The informant has great contempt for riddles in general: “I think it’s enormously stupid. I think most riddles are, especially the one that kids tell, are ultimately, uh, sort of the weakest form of humor possible.” He does make a distinction, however, between children’s riddles and adult riddles: “Riddles in my mind are either more pun-type riddles, in which case they’re usually, uh, they’re usually kid based in the sense of, uh, of they’re playing around with the idea that your brain thinks in one way and it’s actually being tricked; or they’re the more traditional riddles such as the one that the sphinx tells and stuff, that are much more about human condition, and those, I think, are riddles that adults, if they tell them at all, it will be adults telling each other because kids won’t understand them.”

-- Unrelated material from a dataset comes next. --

PR #7337, opened 2019-04-05
Allow acceptance of requests when they are in 'accepting' state

bgeuken:
Because the overall_state method queries delayed jobs we need to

The first answer to the riddle that the informant gives makes of it a “true riddle”—that is, there is an obvious answer to the question if the listener thinks about it in a different way, the pun being on the word “read” as a homophone for “red.” The police car answer seems like a deliberate attempt to be ridiculous, since it is obvious that a car cannot get a sunburn, but the panda answer is an obvious bid for shock value—since pandas are both “cute” and endangered, many listeners could be shocked and appalled at that answer. Clearly, from the informant’s assertion that he has heard many versions of the riddle, it has both multiplicity and variation. Archer Taylor recorded the riddle with the newspaper answer in his book English Riddles from Oral Tradition in 1951 (624).

Source:

Taylor, Archer. English Riddles from Oral Tradition. Berkeley: University of California Press, 1951.